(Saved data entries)
________

PR #512, opened 2018-11-20
Fix race condition when expiration thread iterates over partially-initialized consumer

colinhicks:


stanislavkozlovski:
Wow, that's a nasty race condition you caught here.
https://github.com/confluentinc/kafka-rest/blob/31b6deb785264c30a1d7ebb9207dedcbb9811f9d/kafka-rest/src/main/java/io/confluent/kafkarest/v2/KafkaConsumerManager.java#L184
Is where we can add `null` into the `consumers` map and if the expiry thread catches that before the consumer is created, the expiry thread will shut down!

colinhicks:
Looking at the logic in previous versions, it looks like we should apply this to 4.0.x and up. This is also consistent with CI failure history on the respective jobs.

stanislavkozlovski:
Absolutely right, my bad for not saying. The changes for iterating on `consumers` in the expiry thread was merged in 4.0.x

PR #515, opened 2018-12-03
Set consumer setting max.poll.interval.ms to rest proxy setting of co…

mmercedes:
…nsumer.timeout.ms

If `consumer.timeout.ms` has been set to a value greater than the default value of `max.poll.interval.ms` and a consumer has set `auto.commit.enable=false` then it is possible the kafka brokers will consider a consumer as failed and release its partition assignments, while the rest proxy maintains a consumer instance handle. This then leads to an exception on the next call to poll, commitSync, or similar.

This commit sets max.poll.interval.ms equal to consumer.timeout.ms to ensure that kafka will not consider the consumer failed until the rest proxy does as well.

Steps to reproduce the issue : 
- Kafka version 0.10.1.0 or higher (where `max.poll.interval.ms` is introduced)
- Set `consumer.timeout.ms` to a value greater than the `max.poll.interval.ms` default of 5 minutes
- Create a consumer via the rest proxy
- Sleep for a time greater than `max.poll.interval.ms` but less than `consumer.timeout.ms`
- Have consumer attempt to read a record or post an offset

### DIFF
--- a/kafka-rest/src/main/java/io/confluent/kafkarest/ConsumerManager.java
+++ b/kafka-rest/src/main/java/io/confluent/kafkarest/ConsumerManager.java
@@ -185,6 +185,12 @@ public class ConsumerManager {
       // functionality, we always use a timeout. This can't perfectly guarantee a total request
       // timeout, but can get as close as this timeout's value
       props.setProperty("consumer.timeout.ms", Integer.toString(iteratorTimeoutMs));
+      // If the consumer.timeout.ms value is set higher than the default value
+      // for max.poll.interval.ms then it is possible the consumer will be
+      // considered failed by the brokers while it has yet to hit the timeout
+      // for the rest proxy.
+      props.setProperty("max.poll.interval.ms", ((Integer) iteratorTimeoutMs).toString());
+
       if (instanceConfig.getAutoCommitEnable() != null) {
         props.setProperty("auto.commit.enable", instanceConfig.getAutoCommitEnable());
       } else {
--- a/kafka-rest/src/main/java/io/confluent/kafkarest/v2/KafkaConsumerManager.java
+++ b/kafka-rest/src/main/java/io/confluent/kafkarest/v2/KafkaConsumerManager.java
@@ -216,6 +216,12 @@ public class KafkaConsumerManager {
       // and should not be propagated to the consumer
       props.setProperty("request.timeout.ms", "30000");
 
+      // If the consumer.timeout.ms value is set higher than the default value
+      // for max.poll.interval.ms then it is possible the consumer will be
+      // considered failed by the brokers while it has yet to hit the timeout
+      // for the rest proxy.
+      props.setProperty("max.poll.interval.ms", props.getProperty("consumer.timeout.ms", ""));
+
       props.setProperty(
           "schema.registry.url",
           config.getString(KafkaRestConfig.SCHEMA_REGISTRY_URL_CONFIG)


mmercedes:
[clabot:check]

mmercedes:
anyone able to take a look at this?

bgreenlee:
Bump

kafka-rest/src/main/java/io/confluent/kafkarest/v2/KafkaConsumerManager.java
```diff
@@ -216,6 +216,12 @@ public String createConsumer(String group, ConsumerInstanceConfig instanceConfig
       // and should not be propagated to the consumer
       props.setProperty("request.timeout.ms", "30000");
 
+      // If the consumer.timeout.ms value is set higher than the default value
+      // for max.poll.interval.ms then it is possible the consumer will be
+      // considered failed by the brokers while it has yet to hit the timeout
+      // for the rest proxy.
+      props.setProperty("max.poll.interval.ms", props.getProperty("consumer.timeout.ms", ""));
```
stanislavkozlovski: The consumer should not be considered failed by the brokers if it violates the `max.poll.interval.ms`. The validation is done in the client side (here: https://github.com/apache/kafka/blob/0d55f0f3ec8f97bc250b325481f6f2fa70f52a5c/clients/src/main/java/org/apache/kafka/clients/consumer/internals/AbstractCoordinator.java#L1052)

In the case of the v2 consumer, `max.poll.interval.ms` should be close to `request.timeout.ms`. For what it's worth, I don't think we should set this property in the code for the v2 consumer at all. Users could configure it in their proxy config via adding the `consumer.` prefix to it.

kafka-rest/src/main/java/io/confluent/kafkarest/ConsumerManager.java
```diff
@@ -185,6 +185,12 @@ public String createConsumer(String group, ConsumerInstanceConfig instanceConfig
       // functionality, we always use a timeout. This can't perfectly guarantee a total request
       // timeout, but can get as close as this timeout's value
       props.setProperty("consumer.timeout.ms", Integer.toString(iteratorTimeoutMs));
+      // If the consumer.timeout.ms value is set higher than the default value
+      // for max.poll.interval.ms then it is possible the consumer will be
+      // considered failed by the brokers while it has yet to hit the timeout
+      // for the rest proxy.
+      props.setProperty("max.poll.interval.ms", Integer.toString(iteratorTimeoutMs));
```
stanislavkozlovski: The old consumer did not have the `max.poll.interval.ms` config at all.

kafka-rest/src/main/java/io/confluent/kafkarest/v2/KafkaConsumerManager.java
stanislavkozlovski: Additionally, `consumer.timeout.ms` is not something we have in any config nor is it documented anywhere in the proxy. It is part of the old consumer configs (https://kafka.apache.org/20/documentation.html#oldconsumerconfigs)

mmercedes:
@stanislavkozlovski yes I have tested the issue locally and it resolved the issue I mentioned in my original comment. You can run these steps to reproduce the issue:

Steps to reproduce the issue :

Kafka version 0.10.1.0 or higher (where max.poll.interval.ms is introduced)
Set consumer.timeout.ms to a value greater than the max.poll.interval.ms default of 5 minutes
Create a consumer via the rest proxy
Sleep for a time greater than max.poll.interval.ms but less than consumer.timeout.ms
Have consumer attempt to read a record or post an offset

PR #527, opened 2019-01-03
Update tools to use API v2

zigarn:


kafka-rest/src/main/java/io/confluent/kafkarest/tools/ProducerPerformance.java
```diff
@@ -104,7 +104,7 @@ protected void doIteration(PerformanceStats.Callback cb) {
       URL url = new URL(targetUrl);
       connection = (HttpURLConnection) url.openConnection();
       connection.setRequestMethod("POST");
-      connection.setRequestProperty("Content-Type", Versions.KAFKA_MOST_SPECIFIC_DEFAULT);
```
cmccabe: @stanislavkozlovski , @ewencp : do you know why KAFKA_MOST_SPECIFIC_DEFAULT is still KAFKA_V1_JSON?

stanislavkozlovski: I do not know why that is. I see that it is used extensively throughout our tests so changing it might not be trivial and require us to update a lot of tests (while also re-introduce ones for V1)

kafka-rest/src/main/java/io/confluent/kafkarest/tools/ConsumerPerformance.java
```diff
@@ -138,8 +152,10 @@ protected void close() {
       URL url = new URL(target);
       connection = (HttpURLConnection) url.openConnection();
       connection.setRequestMethod(method);
-      if (entity != null) {
-        connection.setRequestProperty("Content-Type", Versions.KAFKA_MOST_SPECIFIC_DEFAULT);
+      if (! method.equals("GET")) {
```
stanislavkozlovski: nit: extra space between `!` and `method.equals()`

zigarn:
I took a look for changing `Versions.KAFKA_MOST_SPECIFIC_DEFAULT` to V2 but it's clearly not trivial as the default use of the API is to use V1 and the client need to set the content-type to V2 to use V2 API.

cmccabe:
LGTM.  Let's consider a follow-up change to rename MOST_SPECIFIC_DEFAULT so that it's not so confusing.

stanislavkozlovski:
@cmccabe I'll sync with @ewencp offline on `KAFKA_MOST_SPECIFIC_DEFAULT`.

Thanks for the PR @zigarn! Merging into master.

kafka-rest/src/main/java/io/confluent/kafkarest/tools/ProducerPerformance.java
ewencp: it's just because that's all that existed when this was written and I don't think updating this got scoped into the v2 effort

PR #529, opened 2019-01-18
Explain `fetch.min.bytes`

mente:
Another follow up from #481 , this time trying to explain minimal amount of bytes to fetch from consumer

### DIFF
--- a/docs/api.rst
+++ b/docs/api.rst
@@ -767,11 +767,10 @@ any consumers before it is terminated.
                          defaults to "binary".
    :<json string auto.offset.reset: Sets the ``auto.offset.reset`` setting for the consumer
    :<json string auto.commit.enable: Sets the ``auto.commit.enable`` setting for the consumer
-   :<json string fetch.min.bytes: Sets the ``fetch.min.bytes``
-                                                    setting for this consumer specifically
+   :<json string fetch.min.bytes: Minimal amount of bytes to return before timeout has been reached. This setting allows consumer to return before timeout is reached. Default is `-1`
    :<json string consumer.request.timeout.ms: Sets the ``consumer.request.timeout.ms`` setting for this consumer specifically.
                                               This setting controls the maximum total time to wait for messages for a request
-                                              if the maximum request size has not yet been reached.
+                                              if the maximum request size has not yet been reached. If you want to return earlier than that if a given byte threshold is reached, configure `fetch.min.bytes`.
                                               It does not affect the underlying consumer->broker connection. Default value is taken from the REST proxy config file  
 
    :>json string instance_id: Unique ID for the consumer instance in this group.


mente:
And follow up question: isn't `fetch.min.bytes` has the same functionality as `max_bytes` in `/consumer/..../records` endpoint?

mente:
@stanislavkozlovski maybe you can take a look here?

stanislavkozlovski:
> And follow up question: doesn't fetch.min.bytes have the same functionality as max_bytes in /consumer/..../records endpoint?
In a sense, yes it does. The moment `max_bytes` is reached - the proxy returns a response. We will always return less than `max_bytes` in a response.
For `fetch.min.bytes`, we will not poll to Kafka the moment it is reached but we will return all the already-received from the previous `Consumer#poll()` calls.

The code for this logic resides here: https://github.com/confluentinc/kafka-rest/blob/5e8aad6d767a15be5b54b52904e8384a02786e2f/kafka-rest/src/main/java/io/confluent/kafkarest/v2/KafkaConsumerReadTask.java#L140

docs/api.rst
```diff
@@ -767,11 +767,10 @@ any consumers before it is terminated.
                          defaults to "binary".
    :<json string auto.offset.reset: Sets the ``auto.offset.reset`` setting for the consumer
    :<json string auto.commit.enable: Sets the ``auto.commit.enable`` setting for the consumer
-   :<json string fetch.min.bytes: Sets the ``fetch.min.bytes``
-                                                    setting for this consumer specifically
+   :<json string fetch.min.bytes: Minimal amount of bytes to return before timeout has been reached. This setting allows consumer to return before timeout is reached. Default is `-1`
```
stanislavkozlovski: It is probably useful to define the setting here as well, but it is worth it to mention that this config is already documented in https://docs.confluent.io/current/kafka-rest/docs/config.html

I think that at the very least we should contain 
```
Sets the ``fetch.min.bytes`` proxy setting for this consumer specifically
```

stanislavkozlovski: No, what I meant was that the 
```
Sets the ``fetch.min.bytes`` proxy setting for this consumer specifically
```
is sufficient documentation, because `fetch.min.bytes` is explained here -> https://docs.confluent.io/current/kafka-rest/docs/config.html

I think that your addition of
```
If you want to return earlier than that if a given byte threshold is reached, configure `fetch.min.bytes`.
```
should be in the `docs/config.rst` part of `consumer.request.timeout.ms`.

`docs/config.rst` is the authoritative source of truth for a configuration's behavior. I don't know if it's a good idea to duplicate that explanation in the `api.rst` docs

stanislavkozlovski: @mente I believe you might have missed my point here.
The changes you made currently duplicate our definition of `fetch.min.byte`, which I think is unnecessary and will create extra burden when updating the config. Could you re-read my previous comment and share your thoughts?

mente:
@stanislavkozlovski can not find your comment anymore. I do understand your point about confusion but on the other side documentation should be consumer-oriented and from my side it brings another confusion in another way :)

docs/api.rst
mente: Point is that you need to connect the dots between the server configuration and REST api. Because in the big companies (IMHO where kafka is common solution) you might have different people setting up the proxy (admins, devops, bla-bla) and using the APIs of the server (developers, data engineers, etc.)

AndrewJSchofield:
Tidying up dormant PRs. This config has an explanation in the current codebase, roughly matching this PR.

PR #534, opened 2019-02-15
Add "the License" ref

maxzheng:


maxzheng:
@gwenshap Added the license to the missing files.

For agreement vs license, I believe they are distinct. If you search for "the License" and `the “License”` in the CCL Agreement text, that is distinctly called out as a separate thing from the agreement. The agreement grants the license -- see section 1.1 in https://www.confluent.io/confluent-community-license

In these source code, it is not referring to the agreement that grants the license, but the license itself that the source code is under. If you search for "the License", there are several references to the license, and hence it's good to add "the License" to provide the reference mapping from Confluent Community License to "the License". 

Let me know if we want to follow up with legal.

gwenshap:
Thank you and LGTM.

PR #546, opened 2019-03-15
CPKAFKA-2590: Bump ZK connection timeout to avoid test flakes.

gardnervickers:
Also addresses CPKAFKA-2591.

This PR just bumps the timeout for connecting to Zookeeper in ClusterTestHarness. There seemed to be multiple tests flaking due to:
```
kafka.zookeeper.ZooKeeperClientTimeoutException: Timed out waiting for connection while in state: CONNECTING
```

I ran the tests 20 times locally and could not reproduce the above error.


stanislavkozlovski:
Could you reproduce it before bumping the timeout?

PR #556, opened 2019-04-13
CPKAFKA-2757 : Set error codes for kafka authorization and authentication errors

omkreddy:


rajinisivaram:
@omkreddy Have we considered creating a shared exception mapper that REST proxy as well as other components (C3, MDS etc.) will use?

omkreddy:
@rajinisivaram C3 exception mappers currently handles only [ExecutionException](https://github.com/confluentinc/blueway/blob/master/control-center/src/main/java/io/confluent/controlcenter/rest/KafkaExceptionMapper.java#L37) (AdminClient errors) and returns[ custom response entity](https://github.com/confluentinc/blueway/blob/master/control-center/src/main/java/io/confluent/controlcenter/rest/KafkaExceptionMapper.java#L144), without any custom error code. Kafka-rest does not have custom exception mapper and returns standard rest utils [ErrorMessage](https://github.com/confluentinc/rest-utils/blob/master/core/src/main/java/io/confluent/rest/entities/ErrorMessage.java#L24) with custom [error code](https://github.com/confluentinc/kafka-rest/blob/master/kafka-rest-common/src/main/java/io/confluent/kafkarest/Errors.java#L28). 

I am not sure we can have common exception mapper which can be used by all rest utils projects.
Is this common exception mapper is only for Kafka related exceptions? MDS may not have kafka related errors.

 One option is, we can have common Exception -> (Response code , error_code) mapping, and have individual projects write their own mappers/custom handling.

rajinisivaram:
@omkreddy Thanks, I thought @norwood mentioned on Slack that C3 could be updated to use the same exception mapper as the REST proxy if we had a shared exception mapper. Apart from Kafka exceptions, the shared mapper would also handle authentication and authorization exceptions consistently across all components. Agree that if we can't use a shared mapper then we could map to error codes as you suggested and have different components implement their own custom handlers.

kafka-rest/src/test/java/io/confluent/kafkarest/unit/PartitionsResourceBinaryProduceTest.java
```diff
@@ -255,4 +266,25 @@ public void testProduceInvalidRequest() {
...
+  @Test
+  public void testProduceToPartitionAuthorizationErrors() {
+    for (TestUtils.RequestMediaType mediatype : TestUtils.V1_ACCEPT_MEDIATYPES) {
+      for (String requestMediatype : TestUtils.V1_REQUEST_ENTITY_TYPES_BINARY) {
+        Response
+            rawResponse =
+            produceToPartition(topicName, 0, mediatype.header, requestMediatype,
+                EmbeddedFormat.BINARY,
+                produceRecordsOnlyValues, produceKafkaAuthorizationExceptionResults);
+        assertOKResponse(rawResponse, mediatype.expected);
```
stanislavkozlovski: Shouldn't this result in a 401?

kafka-rest/src/main/java/io/confluent/kafkarest/Utils.java
```diff
@@ -43,4 +53,44 @@ public static int errorCodeFromProducerException(Throwable e) {
...
+      return Errors.authenticationException(exception.getMessage());
+    } else if (exception instanceof AuthorizationException) {
+      return Errors.authorizationException(exception.getMessage());
+    } else {
+      throw Errors.kafkaErrorException(exception);
+    }
+  }
+
+  public static RestException convertConsumerException(Exception exception) {
+    if (exception != null && !(exception instanceof RestException)) {
```
stanislavkozlovski: Does this null check make sense? We expect it to be non-null anyway since we have a cast below on the return statement

kafka-rest/src/main/java/io/confluent/kafkarest/Utils.java
```diff
@@ -43,4 +53,44 @@ public static int errorCodeFromProducerException(Throwable e) {
     }
   }
 
+  public static RestException convertProducerException(KafkaException exception) {
+    if (StringUtil.startsWithIgnoreCase(exception.getMessage(), "Invalid partition")) {
+      throw Errors.partitionNotFoundException();
```
stanislavkozlovski: Should we be consistent and just return the error here? Same as in the `throw Errors.kafkaErrorException(exception);` line

kafka-rest/src/main/java/io/confluent/kafkarest/Utils.java
```diff
@@ -43,4 +53,44 @@ public static int errorCodeFromProducerException(Throwable e) {
...
+    } else if (exception instanceof AuthenticationException) {
+      return Errors.authenticationException(exception.getMessage());
```
stanislavkozlovski: Maybe it wouldn't hurt to reduce the code duplication in between these three methods and have a single method to check instances and return `Errors.authenticationException`, `Errors.authorizationException` or `Errors.kafkaErrorException`.

kafka-rest/src/test/java/io/confluent/kafkarest/unit/AbstractConsumerResourceTest.java
```diff
@@ -34,7 +35,6 @@
 import io.confluent.kafkarest.KafkaRestApplication;
 import io.confluent.kafkarest.KafkaRestConfig;
 import io.confluent.kafkarest.KafkaRestContext;
-import io.confluent.kafkarest.Errors;
```
stanislavkozlovski: Could we add a simple test to ensure these changes work with the consumer path?

kafka-rest/src/test/java/io/confluent/kafkarest/unit/PartitionsResourceBinaryProduceTest.java
omkreddy: Updated the code to set Response status code  for  authz failures

kafka-rest/src/test/java/io/confluent/kafkarest/unit/AbstractConsumerResourceTest.java
omkreddy: Added a integration test for consumer.

omkreddy:
@stanislavkozlovski  Thanks for the review. I have addressed the review comments.
There was ask for implementing common KafkaExceptionMapper for handling kafka related exceptions, which  can be used in other projects.  I have raised another PR https://github.com/confluentinc/kafka-rest/pull/558 for mapper. I have included  this PR commits to https://github.com/confluentinc/kafka-rest/pull/558.  I will close this PR and will continue discussion in  https://github.com/confluentinc/kafka-rest/pull/558.

omkreddy:
Closing this PR in favor of  #558.

PR #559, opened 2019-04-23
Add support to override SR properties and make few tests extensible

omkreddy:
- Add support to override SR properties in ClusterTestHarness
- Pass Query params to AbstractProducerTest methods
- Make AvroProducerTest test methods accessible in subclasses


omkreddy:
@stanislavkozlovski Thanks for the review. merging to master

PR #1330, opened 2024-12-24
Fix unit test failures after changing ConsumerGroupState to GroupState

akhileshchg:


kafka-rest/src/main/java/io/confluent/kafkarest/entities/ConsumerGroup.java
```diff
@@ -102,32 +105,51 @@ public abstract static class Builder {
...
-    public ConsumerGroupState toConsumerGroupState() {
+    public GroupState toConsumerGroupState() {
       try {
-        return ConsumerGroupState.valueOf(name());
+        return GroupState.parse(name);
       } catch (IllegalArgumentException e) {
-        return ConsumerGroupState.UNKNOWN;
+        return GroupState.UNKNOWN;
       }
     }
```
soondenana, line 148: How difficult is it to create a static map for this, instead of dynamically converting back and forth.

soondenana (approved):
LGTM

________

Copy each line above where the string "master" occurs.

Thanks for the PR @zigarn! Merging into master.
@rajinisivaram C3 exception mappers currently handles only [ExecutionException](https://github.com/confluentinc/blueway/blob/master/control-center/src/main/java/io/confluent/controlcenter/rest/KafkaExceptionMapper.java#L37) (AdminClient errors) and returns[ custom response entity](https://github.com/confluentinc/blueway/blob/master/control-center/src/main/java/io/confluent/controlcenter/rest/KafkaExceptionMapper.java#L144), without any custom error code. Kafka-rest does not have custom exception mapper and returns standard rest utils [ErrorMessage](https://github.com/confluentinc/rest-utils/blob/master/core/src/main/java/io/confluent/rest/entities/ErrorMessage.java#L24) with custom [error code](https://github.com/confluentinc/kafka-rest/blob/master/kafka-rest-common/src/main/java/io/confluent/kafkarest/Errors.java#L28). 
@stanislavkozlovski Thanks for the review. merging to master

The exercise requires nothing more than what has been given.